YOUR ASSIGNMENT — Filter the entries for the word "enum". Copy each line that has it.

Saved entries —
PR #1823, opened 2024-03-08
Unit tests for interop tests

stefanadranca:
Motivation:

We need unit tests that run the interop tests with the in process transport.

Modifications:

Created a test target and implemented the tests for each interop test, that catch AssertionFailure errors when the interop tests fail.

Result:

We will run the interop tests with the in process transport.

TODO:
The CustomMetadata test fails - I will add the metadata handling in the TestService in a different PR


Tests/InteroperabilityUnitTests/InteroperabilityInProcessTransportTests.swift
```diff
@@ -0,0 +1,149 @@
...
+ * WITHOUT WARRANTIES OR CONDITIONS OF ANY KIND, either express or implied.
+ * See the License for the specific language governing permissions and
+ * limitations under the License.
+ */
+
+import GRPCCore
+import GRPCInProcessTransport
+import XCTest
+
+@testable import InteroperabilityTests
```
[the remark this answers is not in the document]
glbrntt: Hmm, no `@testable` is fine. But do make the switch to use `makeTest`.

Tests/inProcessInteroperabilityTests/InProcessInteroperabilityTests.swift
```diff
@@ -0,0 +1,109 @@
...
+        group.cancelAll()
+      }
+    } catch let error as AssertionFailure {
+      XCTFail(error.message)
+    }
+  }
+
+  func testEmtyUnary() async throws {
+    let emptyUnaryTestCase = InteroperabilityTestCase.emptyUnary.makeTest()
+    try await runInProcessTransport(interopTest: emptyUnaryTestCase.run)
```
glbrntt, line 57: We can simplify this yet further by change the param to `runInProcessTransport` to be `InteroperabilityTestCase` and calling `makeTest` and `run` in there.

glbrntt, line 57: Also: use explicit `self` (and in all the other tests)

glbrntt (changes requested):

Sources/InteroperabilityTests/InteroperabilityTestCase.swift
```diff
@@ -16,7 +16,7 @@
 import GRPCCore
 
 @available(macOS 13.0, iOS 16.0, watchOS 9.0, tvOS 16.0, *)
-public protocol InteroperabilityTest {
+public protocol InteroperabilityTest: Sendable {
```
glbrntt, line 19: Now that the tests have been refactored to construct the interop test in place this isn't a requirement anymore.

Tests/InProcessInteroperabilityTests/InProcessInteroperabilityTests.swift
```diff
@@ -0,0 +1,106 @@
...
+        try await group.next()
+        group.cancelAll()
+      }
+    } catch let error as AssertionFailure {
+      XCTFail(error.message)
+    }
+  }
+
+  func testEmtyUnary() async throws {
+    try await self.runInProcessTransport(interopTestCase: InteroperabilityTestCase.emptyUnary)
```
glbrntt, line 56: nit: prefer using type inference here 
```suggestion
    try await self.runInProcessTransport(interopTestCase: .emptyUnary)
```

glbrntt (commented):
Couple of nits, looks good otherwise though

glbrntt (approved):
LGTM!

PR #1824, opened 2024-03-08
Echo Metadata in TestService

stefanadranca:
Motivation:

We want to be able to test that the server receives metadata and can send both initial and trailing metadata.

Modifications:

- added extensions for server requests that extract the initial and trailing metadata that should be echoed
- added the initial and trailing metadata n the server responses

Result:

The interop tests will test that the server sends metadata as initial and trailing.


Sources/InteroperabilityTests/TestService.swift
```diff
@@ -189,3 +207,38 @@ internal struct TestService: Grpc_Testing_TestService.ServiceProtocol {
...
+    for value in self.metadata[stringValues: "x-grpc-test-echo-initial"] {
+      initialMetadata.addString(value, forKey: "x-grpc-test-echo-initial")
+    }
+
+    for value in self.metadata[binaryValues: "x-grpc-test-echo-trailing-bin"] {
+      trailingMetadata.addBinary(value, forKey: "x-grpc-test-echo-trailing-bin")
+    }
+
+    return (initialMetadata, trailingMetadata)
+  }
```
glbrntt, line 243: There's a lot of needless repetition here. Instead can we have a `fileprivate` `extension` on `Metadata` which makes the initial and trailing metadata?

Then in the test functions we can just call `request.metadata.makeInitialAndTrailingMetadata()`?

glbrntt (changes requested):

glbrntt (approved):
* * *
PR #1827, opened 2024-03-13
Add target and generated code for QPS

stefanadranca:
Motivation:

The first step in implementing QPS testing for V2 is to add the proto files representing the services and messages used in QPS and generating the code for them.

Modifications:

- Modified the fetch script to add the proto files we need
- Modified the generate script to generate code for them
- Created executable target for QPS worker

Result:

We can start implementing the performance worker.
==
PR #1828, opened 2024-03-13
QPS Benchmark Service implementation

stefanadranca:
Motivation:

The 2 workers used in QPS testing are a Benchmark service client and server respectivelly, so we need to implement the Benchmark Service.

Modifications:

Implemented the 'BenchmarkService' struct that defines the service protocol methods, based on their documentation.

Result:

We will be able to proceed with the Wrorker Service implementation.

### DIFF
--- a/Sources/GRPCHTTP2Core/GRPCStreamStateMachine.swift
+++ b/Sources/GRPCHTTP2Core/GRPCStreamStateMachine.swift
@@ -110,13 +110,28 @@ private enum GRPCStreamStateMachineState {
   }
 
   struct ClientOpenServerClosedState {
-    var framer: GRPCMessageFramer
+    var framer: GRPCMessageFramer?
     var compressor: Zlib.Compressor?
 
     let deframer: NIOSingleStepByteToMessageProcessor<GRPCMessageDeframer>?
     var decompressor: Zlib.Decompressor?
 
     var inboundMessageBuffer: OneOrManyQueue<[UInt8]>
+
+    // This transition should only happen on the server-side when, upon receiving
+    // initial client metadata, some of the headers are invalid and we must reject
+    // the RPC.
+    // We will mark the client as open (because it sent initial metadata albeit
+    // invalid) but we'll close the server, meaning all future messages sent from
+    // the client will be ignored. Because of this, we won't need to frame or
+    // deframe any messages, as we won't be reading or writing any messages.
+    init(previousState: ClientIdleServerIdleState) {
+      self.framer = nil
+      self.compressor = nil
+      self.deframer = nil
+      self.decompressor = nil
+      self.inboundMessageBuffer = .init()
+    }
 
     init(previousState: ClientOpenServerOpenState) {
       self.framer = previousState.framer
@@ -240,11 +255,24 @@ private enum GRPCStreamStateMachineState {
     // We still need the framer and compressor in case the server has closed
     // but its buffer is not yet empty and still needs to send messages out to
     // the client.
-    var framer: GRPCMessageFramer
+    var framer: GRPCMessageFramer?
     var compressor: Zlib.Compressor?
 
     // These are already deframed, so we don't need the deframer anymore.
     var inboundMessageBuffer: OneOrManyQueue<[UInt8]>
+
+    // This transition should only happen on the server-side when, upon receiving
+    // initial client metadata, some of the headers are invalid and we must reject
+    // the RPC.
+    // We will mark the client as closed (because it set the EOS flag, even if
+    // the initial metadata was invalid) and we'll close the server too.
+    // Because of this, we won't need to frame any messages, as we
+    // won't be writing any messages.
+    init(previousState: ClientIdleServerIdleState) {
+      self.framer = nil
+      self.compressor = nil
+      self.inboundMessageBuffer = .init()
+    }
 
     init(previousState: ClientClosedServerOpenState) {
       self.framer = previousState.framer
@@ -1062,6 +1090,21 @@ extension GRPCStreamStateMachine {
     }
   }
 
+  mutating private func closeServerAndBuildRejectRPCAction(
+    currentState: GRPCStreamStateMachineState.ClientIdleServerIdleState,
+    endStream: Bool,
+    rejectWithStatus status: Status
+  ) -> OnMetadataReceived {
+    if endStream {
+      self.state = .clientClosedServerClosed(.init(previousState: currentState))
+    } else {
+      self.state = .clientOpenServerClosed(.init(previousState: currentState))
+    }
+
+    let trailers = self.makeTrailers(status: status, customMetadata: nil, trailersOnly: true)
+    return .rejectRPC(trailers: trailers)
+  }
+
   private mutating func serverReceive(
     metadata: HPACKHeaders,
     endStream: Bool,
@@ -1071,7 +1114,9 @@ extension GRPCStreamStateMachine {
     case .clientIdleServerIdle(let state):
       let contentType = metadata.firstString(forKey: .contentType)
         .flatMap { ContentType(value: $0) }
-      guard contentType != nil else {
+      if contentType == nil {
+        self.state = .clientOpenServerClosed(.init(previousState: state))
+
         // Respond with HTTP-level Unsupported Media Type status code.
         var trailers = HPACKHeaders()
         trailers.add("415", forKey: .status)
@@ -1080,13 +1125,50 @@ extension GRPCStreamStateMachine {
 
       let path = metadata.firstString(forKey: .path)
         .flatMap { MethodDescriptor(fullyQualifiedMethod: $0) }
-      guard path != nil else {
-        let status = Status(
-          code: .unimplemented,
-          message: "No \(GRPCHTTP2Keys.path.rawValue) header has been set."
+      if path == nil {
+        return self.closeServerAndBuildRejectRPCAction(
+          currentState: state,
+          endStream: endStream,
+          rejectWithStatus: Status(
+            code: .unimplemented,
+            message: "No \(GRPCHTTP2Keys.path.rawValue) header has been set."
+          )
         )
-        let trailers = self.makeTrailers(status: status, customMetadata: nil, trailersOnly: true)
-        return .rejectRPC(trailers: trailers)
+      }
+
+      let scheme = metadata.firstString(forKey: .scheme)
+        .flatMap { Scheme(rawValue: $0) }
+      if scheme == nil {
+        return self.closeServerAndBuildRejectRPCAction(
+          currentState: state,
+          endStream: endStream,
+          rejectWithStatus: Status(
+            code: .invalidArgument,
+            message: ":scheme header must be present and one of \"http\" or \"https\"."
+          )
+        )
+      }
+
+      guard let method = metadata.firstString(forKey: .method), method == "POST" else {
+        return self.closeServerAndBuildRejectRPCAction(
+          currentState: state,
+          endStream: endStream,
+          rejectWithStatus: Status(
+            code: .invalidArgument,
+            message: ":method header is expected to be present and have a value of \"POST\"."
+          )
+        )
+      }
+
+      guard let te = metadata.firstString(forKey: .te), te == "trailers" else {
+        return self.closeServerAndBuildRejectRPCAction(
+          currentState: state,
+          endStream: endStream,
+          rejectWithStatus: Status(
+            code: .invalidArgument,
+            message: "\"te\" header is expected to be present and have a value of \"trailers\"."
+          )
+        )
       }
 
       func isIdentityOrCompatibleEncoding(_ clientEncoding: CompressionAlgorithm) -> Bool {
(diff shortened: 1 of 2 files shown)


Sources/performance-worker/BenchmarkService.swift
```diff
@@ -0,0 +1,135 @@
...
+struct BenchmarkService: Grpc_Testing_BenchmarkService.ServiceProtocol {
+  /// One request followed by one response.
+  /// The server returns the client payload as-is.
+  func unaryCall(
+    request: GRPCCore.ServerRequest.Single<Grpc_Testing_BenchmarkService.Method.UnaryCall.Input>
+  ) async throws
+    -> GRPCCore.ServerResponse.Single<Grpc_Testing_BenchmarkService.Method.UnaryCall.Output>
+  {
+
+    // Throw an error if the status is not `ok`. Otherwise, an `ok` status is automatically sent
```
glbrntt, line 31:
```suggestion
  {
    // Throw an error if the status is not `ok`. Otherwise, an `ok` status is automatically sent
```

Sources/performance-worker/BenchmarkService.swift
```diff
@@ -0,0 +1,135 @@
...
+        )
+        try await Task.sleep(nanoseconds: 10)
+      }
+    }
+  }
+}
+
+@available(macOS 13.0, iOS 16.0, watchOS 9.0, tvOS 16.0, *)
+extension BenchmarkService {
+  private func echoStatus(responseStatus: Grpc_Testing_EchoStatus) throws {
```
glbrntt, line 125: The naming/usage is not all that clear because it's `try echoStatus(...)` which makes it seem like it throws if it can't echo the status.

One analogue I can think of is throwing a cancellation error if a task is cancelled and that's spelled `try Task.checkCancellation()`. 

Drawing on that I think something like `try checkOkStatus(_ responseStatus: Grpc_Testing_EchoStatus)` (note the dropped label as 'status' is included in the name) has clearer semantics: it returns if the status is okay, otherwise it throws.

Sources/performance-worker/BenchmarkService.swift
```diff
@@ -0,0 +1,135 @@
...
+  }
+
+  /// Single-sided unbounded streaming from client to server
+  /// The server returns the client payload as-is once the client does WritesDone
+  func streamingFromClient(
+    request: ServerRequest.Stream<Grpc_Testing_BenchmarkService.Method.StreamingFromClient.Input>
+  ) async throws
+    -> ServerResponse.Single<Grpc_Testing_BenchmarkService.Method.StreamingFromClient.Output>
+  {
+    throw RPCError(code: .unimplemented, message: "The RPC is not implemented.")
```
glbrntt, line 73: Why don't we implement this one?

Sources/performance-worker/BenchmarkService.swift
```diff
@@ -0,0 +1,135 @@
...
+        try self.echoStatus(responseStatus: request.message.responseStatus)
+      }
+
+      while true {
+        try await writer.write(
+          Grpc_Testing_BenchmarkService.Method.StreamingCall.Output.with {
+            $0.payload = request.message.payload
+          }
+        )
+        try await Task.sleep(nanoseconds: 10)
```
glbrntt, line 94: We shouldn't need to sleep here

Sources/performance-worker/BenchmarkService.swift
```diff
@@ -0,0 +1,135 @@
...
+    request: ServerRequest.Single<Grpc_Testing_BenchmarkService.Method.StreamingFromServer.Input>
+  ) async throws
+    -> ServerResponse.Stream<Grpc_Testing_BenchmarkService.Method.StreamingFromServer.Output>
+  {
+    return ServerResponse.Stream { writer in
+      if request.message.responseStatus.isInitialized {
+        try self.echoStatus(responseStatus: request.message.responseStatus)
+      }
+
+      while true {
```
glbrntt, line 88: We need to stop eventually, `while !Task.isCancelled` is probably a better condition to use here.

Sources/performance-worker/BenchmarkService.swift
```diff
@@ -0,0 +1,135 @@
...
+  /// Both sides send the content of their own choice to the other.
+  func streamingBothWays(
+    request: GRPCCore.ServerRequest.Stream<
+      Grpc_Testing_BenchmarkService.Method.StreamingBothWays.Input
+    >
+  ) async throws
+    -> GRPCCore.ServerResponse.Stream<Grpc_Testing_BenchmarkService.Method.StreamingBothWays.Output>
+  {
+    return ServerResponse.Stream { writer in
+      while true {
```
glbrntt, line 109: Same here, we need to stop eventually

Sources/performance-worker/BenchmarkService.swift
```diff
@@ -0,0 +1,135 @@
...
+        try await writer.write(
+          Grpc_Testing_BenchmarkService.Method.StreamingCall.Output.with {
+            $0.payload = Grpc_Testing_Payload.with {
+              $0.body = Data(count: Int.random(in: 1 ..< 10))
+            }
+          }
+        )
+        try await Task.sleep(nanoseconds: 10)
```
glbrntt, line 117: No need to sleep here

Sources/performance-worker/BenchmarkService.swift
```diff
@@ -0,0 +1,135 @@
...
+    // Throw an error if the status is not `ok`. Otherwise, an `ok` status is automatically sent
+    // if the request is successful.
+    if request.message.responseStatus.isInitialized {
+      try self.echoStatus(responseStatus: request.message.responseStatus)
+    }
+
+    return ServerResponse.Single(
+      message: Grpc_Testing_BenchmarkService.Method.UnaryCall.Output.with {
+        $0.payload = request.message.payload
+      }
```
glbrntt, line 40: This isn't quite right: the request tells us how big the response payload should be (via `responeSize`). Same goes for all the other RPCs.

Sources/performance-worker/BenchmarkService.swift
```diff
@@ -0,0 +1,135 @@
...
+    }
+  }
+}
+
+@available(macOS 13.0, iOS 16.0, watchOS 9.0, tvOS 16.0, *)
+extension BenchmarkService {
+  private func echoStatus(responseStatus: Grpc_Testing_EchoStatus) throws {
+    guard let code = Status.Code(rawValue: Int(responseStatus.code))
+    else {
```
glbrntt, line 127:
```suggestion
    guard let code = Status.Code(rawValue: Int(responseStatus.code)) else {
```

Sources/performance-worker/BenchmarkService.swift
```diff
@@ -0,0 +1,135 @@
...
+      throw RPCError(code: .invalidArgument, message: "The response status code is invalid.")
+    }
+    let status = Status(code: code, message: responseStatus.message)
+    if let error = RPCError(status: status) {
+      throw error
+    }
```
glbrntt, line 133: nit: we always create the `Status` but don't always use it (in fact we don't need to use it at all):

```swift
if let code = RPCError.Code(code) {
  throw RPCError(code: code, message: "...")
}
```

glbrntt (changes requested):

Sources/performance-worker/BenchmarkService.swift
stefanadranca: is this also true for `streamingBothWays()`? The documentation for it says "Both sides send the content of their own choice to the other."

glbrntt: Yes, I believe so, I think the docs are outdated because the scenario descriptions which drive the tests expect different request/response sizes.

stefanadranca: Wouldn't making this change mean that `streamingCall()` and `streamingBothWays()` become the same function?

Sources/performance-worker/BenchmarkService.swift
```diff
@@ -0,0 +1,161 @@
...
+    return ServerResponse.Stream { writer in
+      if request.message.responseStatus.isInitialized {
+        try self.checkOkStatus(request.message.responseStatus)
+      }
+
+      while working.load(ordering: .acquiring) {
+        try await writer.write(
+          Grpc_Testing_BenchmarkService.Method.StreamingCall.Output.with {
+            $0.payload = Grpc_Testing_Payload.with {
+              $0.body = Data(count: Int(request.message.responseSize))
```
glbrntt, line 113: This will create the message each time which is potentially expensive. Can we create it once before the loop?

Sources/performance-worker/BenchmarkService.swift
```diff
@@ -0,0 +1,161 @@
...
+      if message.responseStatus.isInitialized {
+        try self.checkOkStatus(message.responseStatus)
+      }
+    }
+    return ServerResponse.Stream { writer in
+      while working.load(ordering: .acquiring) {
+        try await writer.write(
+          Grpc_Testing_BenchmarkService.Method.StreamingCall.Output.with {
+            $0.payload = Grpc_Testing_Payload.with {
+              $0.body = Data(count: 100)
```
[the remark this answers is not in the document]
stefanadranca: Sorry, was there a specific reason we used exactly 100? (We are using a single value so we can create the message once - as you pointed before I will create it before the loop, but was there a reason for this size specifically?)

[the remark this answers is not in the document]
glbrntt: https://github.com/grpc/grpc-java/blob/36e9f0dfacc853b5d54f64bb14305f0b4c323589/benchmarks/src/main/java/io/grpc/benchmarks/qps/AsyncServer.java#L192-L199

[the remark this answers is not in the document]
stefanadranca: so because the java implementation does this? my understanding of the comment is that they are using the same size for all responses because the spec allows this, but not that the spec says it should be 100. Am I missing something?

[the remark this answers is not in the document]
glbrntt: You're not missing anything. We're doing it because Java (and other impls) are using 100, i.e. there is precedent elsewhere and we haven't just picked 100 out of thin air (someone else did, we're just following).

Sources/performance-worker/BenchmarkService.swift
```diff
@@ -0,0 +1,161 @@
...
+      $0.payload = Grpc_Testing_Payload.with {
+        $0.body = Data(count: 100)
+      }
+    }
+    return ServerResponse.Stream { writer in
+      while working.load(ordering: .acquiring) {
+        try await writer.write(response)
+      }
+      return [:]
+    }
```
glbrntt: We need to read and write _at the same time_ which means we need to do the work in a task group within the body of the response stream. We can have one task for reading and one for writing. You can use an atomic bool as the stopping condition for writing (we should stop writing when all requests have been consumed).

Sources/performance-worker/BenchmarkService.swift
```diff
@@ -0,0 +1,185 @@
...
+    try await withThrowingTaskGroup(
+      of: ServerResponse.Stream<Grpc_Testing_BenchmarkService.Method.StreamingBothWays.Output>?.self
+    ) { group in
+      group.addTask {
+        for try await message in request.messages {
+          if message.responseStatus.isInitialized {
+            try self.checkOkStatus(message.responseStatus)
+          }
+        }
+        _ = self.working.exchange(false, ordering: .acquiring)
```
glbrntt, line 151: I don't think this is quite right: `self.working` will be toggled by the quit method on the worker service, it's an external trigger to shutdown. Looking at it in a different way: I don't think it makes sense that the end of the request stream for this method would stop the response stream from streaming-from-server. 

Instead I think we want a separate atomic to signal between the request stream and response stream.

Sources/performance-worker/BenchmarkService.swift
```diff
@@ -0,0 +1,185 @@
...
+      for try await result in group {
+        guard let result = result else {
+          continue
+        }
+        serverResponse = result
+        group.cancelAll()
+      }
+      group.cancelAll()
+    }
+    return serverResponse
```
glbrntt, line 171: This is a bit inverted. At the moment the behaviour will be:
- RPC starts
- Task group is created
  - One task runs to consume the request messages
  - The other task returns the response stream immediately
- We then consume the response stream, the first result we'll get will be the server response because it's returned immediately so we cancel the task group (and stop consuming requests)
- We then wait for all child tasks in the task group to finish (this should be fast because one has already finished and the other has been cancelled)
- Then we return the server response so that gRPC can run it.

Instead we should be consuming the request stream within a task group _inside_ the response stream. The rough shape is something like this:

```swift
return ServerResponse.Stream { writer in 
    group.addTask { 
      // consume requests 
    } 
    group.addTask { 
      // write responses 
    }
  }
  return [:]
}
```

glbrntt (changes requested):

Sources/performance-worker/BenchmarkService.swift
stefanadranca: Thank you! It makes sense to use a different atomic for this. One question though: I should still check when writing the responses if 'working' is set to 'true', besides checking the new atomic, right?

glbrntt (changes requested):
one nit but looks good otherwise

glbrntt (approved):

ANSWER BOX —
@@ -110,13 +110,28 @@ private enum GRPCStreamStateMachineState {
@@ -240,11 +255,24 @@ private enum GRPCStreamStateMachineState {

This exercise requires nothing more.